The conversation also turned to information warfare, where Finer made another sharp point. He argued that the Trump administration has been effective in one narrow sense: talking down the markets. Even amid significant supply disruption, prices have not responded as dramatically as many expected. In his view, that reflects a deliberate effort to calm market reaction and relieve pressure on Washington.
But on the more important question of the US’ actual strategy, he was scathing.
According to Finer, the administration’s messaging on war aims has been incoherent, changing from day to day and sometimes multiple times in the same day. Wars need a theory of success. If those waging them cannot explain what they are trying to achieve, they will eventually struggle to justify the price.
He was equally clear when we asked whether Netanyahu had manipulated Trump into this conflict. Netanyahu has wanted this fight for years, Finer said, but a superpower does not get to outsource responsibility for its own decisions. If Trump chose this war, then Trump owns it.
That leaves us with a painful irony. A former top US official is now saying America should have done more when Iranians rose up in 2009. But he is also warning that military escalation now is not a shortcut to the democratic outcome so many people understandably want.

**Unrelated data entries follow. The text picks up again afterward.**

Issue #5309, opened 2023-05-19
petsathome_gb spider unstable


rjw62:
The most recent run of the petsathome_gb spider from 2023-05-15 has returned 50 fewer stores than the previous run from 2023-04-15. I've checked a few of the missing stores, and they all appear to still exist. For example:
* https://community.petsathome.com/store/yeovil/
* https://community.petsathome.com/store/east-grinstead/
* https://community.petsathome.com/store/barrow/
* https://community.petsathome.com/store/ipswich/

I've tried running the spider locally, with similar (though not identical) results to the 2023-05-15 run. The only clue I've spotted is that the log output shows a number of HTTP 404 responses. I don't know if these are on store URLs or from the search points. Is anyone able to shed any light on this?

Cj-Malone:
This doesn't fix it either. [South East](https://www.petsathome.com/shop/en/pets/store-locations-results/southeast) links to `http://community.petsathome.com/stores/ST_ALBANS/` which redirects a couple times, then 404s. The real url is `https://community.petsathome.com/store/st-albans/`

There site is just broken at the moment... I think we just come back in a few week and see if the site is fixed.

```python
from scrapy.link import Link
from scrapy.linkextractors import LinkExtractor
from scrapy.spiders import CrawlSpider, Rule

from locations.structured_data_spider import StructuredDataSpider


class PetsAtHomeGBSpider(CrawlSpider, StructuredDataSpider):
    name = "petsathome_gb"
    item_attributes = {"brand": "Pets at Home", "brand_wikidata": "Q7179258"}
    allowed_domains = ["petsathome.com"]
    start_urls = ["https://www.petsathome.com/shop/en/pets/store-locations"]
    rules = [
        Rule(LinkExtractor(allow=["https://www.petsathome.com/shop/en/pets/store-locations-results/"])),
        Rule(
            LinkExtractor(allow=["http://community.petsathome.com/stores/"]),
            callback="parse_sd",
            process_links="clean_links",
        ),
    ]
    wanted_types = ["PetStore"]
    custom_settings = {"ROBOTSTXT_OBEY": False}

    # Skip a bunch of redirects
    @staticmethod
    def clean_links(links: [Link]):
        for link in links:
            link.url = (
                link.url.lower().replace("http://", "https://").replace(":443", "").replace("/stores/", "/store/")
            )
            yield link
```

CloCkWeRX:
Is this one still busted? Or closable since skipped?

[...]

PR #5313, opened 2023-05-19
Skip Pets at Home web crawl

Cj-Malone:
Partial fix in #5309 as the website is causing issues.

@rjw62 I think the only missing POI is [Guernsey](https://community.petsathome.com/store/guernsey/), but overall this should be better for the Chain Reaction.


Cj-Malone:
@rjw62 some have bad coords, the usual bad, wrong side of town. But I've [updated OSM](https://www.openstreetmap.org/changeset/136304025), looking forward to seeing if I missed any when you update Chain Reaction.

PR #5322, opened 2023-05-19
whsmith_gb: fix spider

davidhicks:


Cj-Malone:
I'm not in favour of doing this in every spider. **If** we decide on doing it, it should be a pipeline.

PR #5333, opened 2023-05-21
cintas: fix spider

davidhicks:


iandees:
If you look at the map, it seems like this endpoint has data for more than just the US and silently sets the max radius to something like 1000 miles.

davidhicks:
> 

Thanks @iandees I've updated the Spider to use 4 different search locations that should cover all of USA and Canada (I hope).

PR #5355, opened 2023-05-26
Manually apply categories

Cj-Malone:
@iandees could you checkout Target. Maybe you'll have heard of the store formats? NSI has no concept of them, we should probably add them as `matchNames`.


iandees:
The mappings you have for Target seem reasonable. To be honest I think most of them are old and no longer used.

PR #5562, opened 2023-07-17
bp: fix spider

davidhicks:


davidhicks:
Leaving this as a draft as I have to run this spider through a full pass which takes time, especially given the API has a 429 rate limiting mechanism if going too quick.

I'll report back the results but some initial results look positive :)

davidhicks:
Fixes #5568

iandees:
(FYI the "closes X" or "fixes X" have to be in the description of the PR to take action on the issue)

PR #5564, opened 2023-07-18
Revert "[pre-commit.ci] pre-commit autoupdate"

iandees:
Reverts alltheplaces/alltheplaces#5563

Seems to have caused build problems.


iandees:
The build did update. Latest run is July 17, which is yesterday.

PR #5578, opened 2023-07-24
albertsons: fix errors in spider

davidhicks:
* microdata_parser was erroring on incorrect URLs in Albertson's store webpages which contain e.g.: a href="https://www.[c_bannerURLName].com/pharmacy/covid-19.html" (example: https://local.pharmacy.acmemarkets.com/pa/west-chester/907-paoli-pike.html)

* Facebook and Twitter fields are not store specific, so ignore them.


davidhicks:
Thank you @iandees I missed that facebook and twitter fields are only conditionally set.

PR #5581, opened 2023-07-25
Add spider for Maggianos Little Italy

nbeecher:


locations/spiders/maggianos_little_italy.py
```diff
@@ -0,0 +1,49 @@
...
+        return opening_hours.as_opening_hours()
+
+    def parse(self, response):
+        data = response.json()
+
+        for place in data:
+            properties = {
+                "name": place["properties"]["business_name"],
+                "ref": place["properties"]["store_code"],
+                "addr_full": place["properties"]["slug"]["address_line_1"],
```
iandees, line 35:
```suggestion
                "street_address": place["properties"]["slug"]["address_line_1"],
```

davidhicks: The source data also has field `address_line_2` so if this field is not blank, it should be appended to the street address:

```
"street_address": ", ".join(filter(None, [place["properties"]["slug"]["address_line_1"], place["properties"]["slug"]["address_line_2"]])),
```

locations/spiders/maggianos_little_italy.py
```diff
@@ -0,0 +1,50 @@
...
+    ]
+
+    def parse_hours(self, hours):
+        opening_hours = OpeningHours()
+
+        for hour in hours:
+            day = hour["day_name"][:2]
+            opening_hours.add_range(day, open_time=hour["open_time"], close_time=hour["end_time"])
+
+        return opening_hours.as_opening_hours()
```
davidhicks, line 26: Return just `opening_hours` instead of the textual representation generated through `opening_hours.as_opening_hours()`.

locations/spiders/maggianos_little_italy.py
```diff
@@ -0,0 +1,50 @@
...
+                "state": place["properties"]["slug"]["state_abbreviation"],
+                "postcode": place["properties"]["slug"]["postal_code"],
+                "country": place["properties"]["country"],
+                "phone": place["properties"]["primary_phone"],
+                "lat": place["geometry"]["coordinates"]["latitude"],
+                "lon": place["geometry"]["coordinates"]["longitude"],
+            }
+
+            hours = self.parse_hours(place["properties"]["store_hours"])
+            if hours:
```
davidhicks, line 46: No need to check `if hours:`, you can safety return a 'blank' OpeningHours object here.

locations/spiders/maggianos_little_italy.py
davidhicks: The source data also has a `full_address` field that can be extracted to `properties["addr_full"]`. Then you have both `properties["addr_full"]` and `properties["street_address"]`

davidhicks (changes requested):

PR #5586, opened 2023-07-26
Add Żabka spider (~9506 stores)

alufers:
Polish Convenience store brand.

I have extracted the API endpoint and key from the store's app: https://play.google.com/store/apps/details?id=pl.zabka.apb2c&hl=en_US

It is better than the one that can be found on the website, because it returns all the shops in one huge JSON along with all the data for each shop. The website API would need to make a HTTP request for each of the 9000 shops separately. 

I have added opening hours for Monday-Saturday, but due to Polish law Sundays are considered non-working days, but the shops can be open if the owner or the owner's family member is working there. This means that each franchisee sets the opening hours for each specific Sunday, and it ends up in the `"nonTradingDays"` field:

```json
   "nonTradingDays": [
      {
        "date": "2023-07-16",
        "openTime": "09:00",
        "closeTime": "21:00"
      },
      {
        "date": "2023-07-23",
        "openTime": "09:00",
        "closeTime": "21:00"
      },
      {
        "date": "2023-07-30",
        "openTime": "09:00",
        "closeTime": "21:00"
      }
    ]
```

In practice almost all stores will be open each Sunday with the same hours. Unfortunately not all of them have the data filled in (even if the plaque on the door says otherwise), so I did not attempt to parse this field.

### DIFF
--- a/locations/spiders/zabka_pl.py
+++ b/locations/spiders/zabka_pl.py
@@ -1,0 +1,35 @@
+import scrapy
+from scrapy.http import JsonRequest
+
+from locations.dict_parser import DictParser
+from locations.hours import OpeningHours
+
+
+class ZabkaPLSpider(scrapy.Spider):
+    name = "zabka_pl"
+    item_attributes = {"brand": "Żabka", "brand_wikidata": "Q2589061"}
+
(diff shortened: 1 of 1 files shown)


Cj-Malone:
Thank you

Washington was too cautious when it came to the protesters. It may now be too reckless when it comes to war. In both cases, it risks misunderstanding the reality that Iranians live with every day: that toppling a regime and building a free country are not the same thing.
Finer’s warning is that the most dangerous outcome may be neither peace nor liberation, but a bloodied system that survives long enough to make the region, and the world, pay for underestimating it.
And if that happens, we will once again be left asking the question America never seems to answer in time:
Did we learn anything at all?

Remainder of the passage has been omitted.